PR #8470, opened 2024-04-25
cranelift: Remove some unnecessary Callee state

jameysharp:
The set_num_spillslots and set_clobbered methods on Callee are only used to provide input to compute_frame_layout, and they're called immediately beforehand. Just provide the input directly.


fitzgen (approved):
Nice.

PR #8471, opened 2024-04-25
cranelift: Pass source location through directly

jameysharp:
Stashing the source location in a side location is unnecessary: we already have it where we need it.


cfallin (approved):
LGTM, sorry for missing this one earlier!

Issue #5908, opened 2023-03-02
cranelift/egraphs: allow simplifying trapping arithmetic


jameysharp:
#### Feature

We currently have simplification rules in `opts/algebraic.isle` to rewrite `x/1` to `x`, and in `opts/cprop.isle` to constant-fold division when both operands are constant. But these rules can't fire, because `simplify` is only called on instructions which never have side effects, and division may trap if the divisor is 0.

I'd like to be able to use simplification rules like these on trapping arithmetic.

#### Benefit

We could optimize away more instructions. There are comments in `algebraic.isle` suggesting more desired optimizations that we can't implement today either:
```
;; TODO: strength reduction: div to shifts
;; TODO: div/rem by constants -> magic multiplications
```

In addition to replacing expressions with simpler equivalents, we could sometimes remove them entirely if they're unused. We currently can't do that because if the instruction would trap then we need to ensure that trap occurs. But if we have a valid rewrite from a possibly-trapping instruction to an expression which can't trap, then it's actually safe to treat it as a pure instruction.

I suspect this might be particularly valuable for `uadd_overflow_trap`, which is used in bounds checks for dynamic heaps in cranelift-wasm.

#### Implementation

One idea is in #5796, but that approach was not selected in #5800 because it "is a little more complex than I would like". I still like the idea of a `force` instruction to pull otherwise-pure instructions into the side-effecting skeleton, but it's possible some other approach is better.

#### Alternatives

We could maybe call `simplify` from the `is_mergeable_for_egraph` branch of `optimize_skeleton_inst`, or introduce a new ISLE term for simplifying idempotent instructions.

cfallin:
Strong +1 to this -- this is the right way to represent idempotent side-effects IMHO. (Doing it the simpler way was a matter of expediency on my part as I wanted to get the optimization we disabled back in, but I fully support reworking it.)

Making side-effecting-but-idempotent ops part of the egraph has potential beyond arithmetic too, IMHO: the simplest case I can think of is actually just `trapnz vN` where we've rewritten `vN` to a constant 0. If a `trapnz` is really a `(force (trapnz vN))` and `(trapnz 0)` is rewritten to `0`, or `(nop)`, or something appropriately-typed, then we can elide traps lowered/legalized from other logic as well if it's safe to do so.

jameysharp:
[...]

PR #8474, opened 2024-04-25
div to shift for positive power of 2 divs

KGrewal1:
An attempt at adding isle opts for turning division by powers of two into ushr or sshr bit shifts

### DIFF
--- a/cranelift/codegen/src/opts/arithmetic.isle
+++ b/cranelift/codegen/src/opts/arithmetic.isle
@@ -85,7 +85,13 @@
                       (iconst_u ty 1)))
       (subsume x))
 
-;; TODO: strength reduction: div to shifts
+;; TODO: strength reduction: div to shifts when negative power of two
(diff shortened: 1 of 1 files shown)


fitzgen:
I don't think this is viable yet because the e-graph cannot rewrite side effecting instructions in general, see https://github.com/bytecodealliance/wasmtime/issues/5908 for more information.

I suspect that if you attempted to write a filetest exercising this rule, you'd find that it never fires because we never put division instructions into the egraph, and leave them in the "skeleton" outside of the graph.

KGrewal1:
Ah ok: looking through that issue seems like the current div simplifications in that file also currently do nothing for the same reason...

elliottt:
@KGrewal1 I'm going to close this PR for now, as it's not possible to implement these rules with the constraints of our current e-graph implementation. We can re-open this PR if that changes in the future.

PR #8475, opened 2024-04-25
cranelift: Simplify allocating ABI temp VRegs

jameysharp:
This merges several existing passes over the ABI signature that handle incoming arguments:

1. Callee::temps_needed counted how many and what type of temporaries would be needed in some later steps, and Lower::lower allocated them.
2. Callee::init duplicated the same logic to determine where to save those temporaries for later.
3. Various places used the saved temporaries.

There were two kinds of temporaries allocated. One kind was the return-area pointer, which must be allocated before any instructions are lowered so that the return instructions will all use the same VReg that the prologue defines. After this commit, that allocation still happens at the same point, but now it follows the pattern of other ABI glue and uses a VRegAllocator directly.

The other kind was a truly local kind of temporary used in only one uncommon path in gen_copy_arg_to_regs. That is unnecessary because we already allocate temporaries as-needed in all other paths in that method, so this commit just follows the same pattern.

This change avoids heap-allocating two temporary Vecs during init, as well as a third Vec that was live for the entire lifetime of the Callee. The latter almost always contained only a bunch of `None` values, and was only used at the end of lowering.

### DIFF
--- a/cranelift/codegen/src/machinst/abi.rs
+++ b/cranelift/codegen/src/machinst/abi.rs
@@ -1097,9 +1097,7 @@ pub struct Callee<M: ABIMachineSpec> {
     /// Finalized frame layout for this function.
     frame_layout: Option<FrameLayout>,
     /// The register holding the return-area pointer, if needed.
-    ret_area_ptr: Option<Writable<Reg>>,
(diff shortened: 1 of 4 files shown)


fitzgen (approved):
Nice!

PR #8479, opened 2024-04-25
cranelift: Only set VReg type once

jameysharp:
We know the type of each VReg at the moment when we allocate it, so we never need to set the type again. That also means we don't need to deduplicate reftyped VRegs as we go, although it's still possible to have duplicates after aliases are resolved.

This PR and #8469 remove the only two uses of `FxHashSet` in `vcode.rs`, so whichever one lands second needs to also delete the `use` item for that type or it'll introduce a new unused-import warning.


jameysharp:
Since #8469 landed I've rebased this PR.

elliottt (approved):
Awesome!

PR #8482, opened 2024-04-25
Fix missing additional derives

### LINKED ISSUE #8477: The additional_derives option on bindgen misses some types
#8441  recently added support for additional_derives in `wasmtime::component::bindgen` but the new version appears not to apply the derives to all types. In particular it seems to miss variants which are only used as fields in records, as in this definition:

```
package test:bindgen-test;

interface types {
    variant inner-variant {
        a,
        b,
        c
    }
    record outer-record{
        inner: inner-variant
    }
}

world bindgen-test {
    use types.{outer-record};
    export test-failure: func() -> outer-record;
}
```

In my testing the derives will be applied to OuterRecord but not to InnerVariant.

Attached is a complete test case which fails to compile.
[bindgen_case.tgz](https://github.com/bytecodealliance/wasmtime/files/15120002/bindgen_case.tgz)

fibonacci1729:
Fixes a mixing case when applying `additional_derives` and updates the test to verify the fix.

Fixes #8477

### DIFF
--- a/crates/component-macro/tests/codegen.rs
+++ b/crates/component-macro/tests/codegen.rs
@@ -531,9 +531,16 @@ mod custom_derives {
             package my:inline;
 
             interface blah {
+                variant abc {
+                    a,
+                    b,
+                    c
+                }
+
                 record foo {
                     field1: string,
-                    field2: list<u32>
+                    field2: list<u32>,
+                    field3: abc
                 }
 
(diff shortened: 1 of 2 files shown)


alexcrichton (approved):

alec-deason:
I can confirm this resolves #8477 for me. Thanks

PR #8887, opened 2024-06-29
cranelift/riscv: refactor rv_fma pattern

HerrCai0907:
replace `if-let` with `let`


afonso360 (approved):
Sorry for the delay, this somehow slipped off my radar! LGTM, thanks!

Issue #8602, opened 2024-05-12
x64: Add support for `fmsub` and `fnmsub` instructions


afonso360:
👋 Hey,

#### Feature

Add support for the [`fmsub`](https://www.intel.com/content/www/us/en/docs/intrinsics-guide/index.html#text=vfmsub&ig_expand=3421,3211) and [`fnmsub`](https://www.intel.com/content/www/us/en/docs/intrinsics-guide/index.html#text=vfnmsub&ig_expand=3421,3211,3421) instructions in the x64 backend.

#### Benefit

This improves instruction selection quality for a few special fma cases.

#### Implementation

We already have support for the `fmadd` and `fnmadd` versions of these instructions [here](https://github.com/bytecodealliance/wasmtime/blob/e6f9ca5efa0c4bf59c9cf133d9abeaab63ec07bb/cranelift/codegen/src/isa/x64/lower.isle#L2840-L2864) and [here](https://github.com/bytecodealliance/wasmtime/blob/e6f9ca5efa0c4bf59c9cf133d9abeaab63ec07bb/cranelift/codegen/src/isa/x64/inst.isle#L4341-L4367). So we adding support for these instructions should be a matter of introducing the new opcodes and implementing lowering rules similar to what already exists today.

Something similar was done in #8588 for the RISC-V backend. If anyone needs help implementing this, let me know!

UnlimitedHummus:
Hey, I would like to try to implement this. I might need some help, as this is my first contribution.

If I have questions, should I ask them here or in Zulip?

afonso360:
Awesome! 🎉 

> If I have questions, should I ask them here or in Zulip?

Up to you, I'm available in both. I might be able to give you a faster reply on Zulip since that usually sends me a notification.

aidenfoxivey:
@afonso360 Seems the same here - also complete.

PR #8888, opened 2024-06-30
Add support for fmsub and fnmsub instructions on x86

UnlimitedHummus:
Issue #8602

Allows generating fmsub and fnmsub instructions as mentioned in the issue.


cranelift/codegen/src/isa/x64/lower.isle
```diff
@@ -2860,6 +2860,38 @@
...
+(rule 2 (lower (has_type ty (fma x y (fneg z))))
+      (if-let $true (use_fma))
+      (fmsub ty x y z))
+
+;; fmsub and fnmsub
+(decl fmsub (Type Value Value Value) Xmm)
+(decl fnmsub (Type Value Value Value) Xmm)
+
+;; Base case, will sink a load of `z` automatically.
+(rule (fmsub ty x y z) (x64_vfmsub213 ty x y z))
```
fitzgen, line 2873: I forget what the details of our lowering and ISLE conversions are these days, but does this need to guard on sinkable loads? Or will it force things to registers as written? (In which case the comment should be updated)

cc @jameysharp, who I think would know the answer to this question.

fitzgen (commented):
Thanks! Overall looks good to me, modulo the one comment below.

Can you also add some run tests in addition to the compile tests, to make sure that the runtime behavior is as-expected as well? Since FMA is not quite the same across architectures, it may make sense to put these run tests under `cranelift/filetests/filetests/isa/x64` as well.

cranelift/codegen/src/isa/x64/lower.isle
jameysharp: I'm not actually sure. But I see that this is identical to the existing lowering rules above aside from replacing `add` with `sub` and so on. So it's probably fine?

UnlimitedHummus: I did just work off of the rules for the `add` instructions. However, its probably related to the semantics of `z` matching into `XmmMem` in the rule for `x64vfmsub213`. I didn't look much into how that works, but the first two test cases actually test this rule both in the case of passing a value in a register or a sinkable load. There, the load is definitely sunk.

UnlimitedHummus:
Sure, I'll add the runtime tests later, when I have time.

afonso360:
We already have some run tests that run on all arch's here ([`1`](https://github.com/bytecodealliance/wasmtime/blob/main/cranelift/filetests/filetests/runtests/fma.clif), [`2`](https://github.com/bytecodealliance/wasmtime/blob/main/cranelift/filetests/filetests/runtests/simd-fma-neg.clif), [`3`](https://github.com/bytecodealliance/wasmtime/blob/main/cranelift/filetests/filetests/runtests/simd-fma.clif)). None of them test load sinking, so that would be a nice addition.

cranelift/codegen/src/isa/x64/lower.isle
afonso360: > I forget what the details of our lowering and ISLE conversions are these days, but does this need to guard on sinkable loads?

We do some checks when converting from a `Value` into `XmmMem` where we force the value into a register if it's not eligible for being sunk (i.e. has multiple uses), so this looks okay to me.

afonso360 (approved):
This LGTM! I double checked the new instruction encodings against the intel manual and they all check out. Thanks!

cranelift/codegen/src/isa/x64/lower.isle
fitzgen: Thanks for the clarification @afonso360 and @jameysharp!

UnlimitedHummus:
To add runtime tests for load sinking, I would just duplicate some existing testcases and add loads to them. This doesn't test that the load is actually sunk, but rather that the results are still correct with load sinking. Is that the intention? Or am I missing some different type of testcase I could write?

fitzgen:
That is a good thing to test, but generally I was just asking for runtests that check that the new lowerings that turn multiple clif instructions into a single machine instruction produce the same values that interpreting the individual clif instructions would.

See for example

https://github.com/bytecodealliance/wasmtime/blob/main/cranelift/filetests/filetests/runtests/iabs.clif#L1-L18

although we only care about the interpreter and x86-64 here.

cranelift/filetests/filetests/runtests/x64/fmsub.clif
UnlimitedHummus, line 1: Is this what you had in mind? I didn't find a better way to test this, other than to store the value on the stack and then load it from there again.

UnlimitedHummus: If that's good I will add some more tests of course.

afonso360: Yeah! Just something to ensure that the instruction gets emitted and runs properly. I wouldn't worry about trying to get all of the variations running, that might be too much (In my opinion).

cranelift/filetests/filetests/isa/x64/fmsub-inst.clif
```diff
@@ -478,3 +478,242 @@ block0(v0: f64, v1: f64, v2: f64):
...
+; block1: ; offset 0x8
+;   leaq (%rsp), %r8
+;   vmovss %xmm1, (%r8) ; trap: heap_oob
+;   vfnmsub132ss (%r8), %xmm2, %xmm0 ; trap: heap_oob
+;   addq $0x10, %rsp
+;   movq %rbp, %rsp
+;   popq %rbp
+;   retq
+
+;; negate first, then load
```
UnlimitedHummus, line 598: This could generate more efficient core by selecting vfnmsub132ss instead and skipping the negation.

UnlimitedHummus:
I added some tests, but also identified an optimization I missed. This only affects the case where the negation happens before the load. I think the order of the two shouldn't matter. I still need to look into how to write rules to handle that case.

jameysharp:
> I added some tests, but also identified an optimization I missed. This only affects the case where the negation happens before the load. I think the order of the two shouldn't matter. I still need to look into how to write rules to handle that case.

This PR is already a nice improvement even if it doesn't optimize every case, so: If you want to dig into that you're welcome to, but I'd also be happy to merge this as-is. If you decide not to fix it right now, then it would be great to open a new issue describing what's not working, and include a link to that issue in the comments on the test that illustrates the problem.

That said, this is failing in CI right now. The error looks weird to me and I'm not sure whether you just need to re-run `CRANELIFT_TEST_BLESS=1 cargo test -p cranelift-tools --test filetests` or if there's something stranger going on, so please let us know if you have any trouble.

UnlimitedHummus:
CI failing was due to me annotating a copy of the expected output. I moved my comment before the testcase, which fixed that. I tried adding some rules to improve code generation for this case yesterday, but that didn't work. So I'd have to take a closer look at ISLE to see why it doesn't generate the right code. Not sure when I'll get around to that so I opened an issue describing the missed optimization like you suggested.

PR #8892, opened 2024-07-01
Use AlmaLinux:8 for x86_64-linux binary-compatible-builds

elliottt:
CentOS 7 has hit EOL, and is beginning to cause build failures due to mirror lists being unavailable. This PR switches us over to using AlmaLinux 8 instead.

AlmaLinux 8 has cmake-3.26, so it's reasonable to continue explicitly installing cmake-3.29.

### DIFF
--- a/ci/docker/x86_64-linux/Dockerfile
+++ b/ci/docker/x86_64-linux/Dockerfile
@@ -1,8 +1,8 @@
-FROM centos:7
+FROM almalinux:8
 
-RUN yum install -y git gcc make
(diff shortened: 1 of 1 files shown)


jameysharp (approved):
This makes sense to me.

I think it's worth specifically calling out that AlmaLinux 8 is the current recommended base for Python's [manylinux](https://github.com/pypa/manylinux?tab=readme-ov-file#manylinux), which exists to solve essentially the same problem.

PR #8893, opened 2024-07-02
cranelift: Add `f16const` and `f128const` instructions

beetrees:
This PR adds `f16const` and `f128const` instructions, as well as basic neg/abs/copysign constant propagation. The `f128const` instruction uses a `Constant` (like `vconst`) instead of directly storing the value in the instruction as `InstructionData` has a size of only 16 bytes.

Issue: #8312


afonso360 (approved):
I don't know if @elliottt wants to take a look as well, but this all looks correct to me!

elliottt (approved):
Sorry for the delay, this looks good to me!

————————

Instructions to follow:
Provide solely the number of lines in the listing that contain "codegen".

Response to the task:
11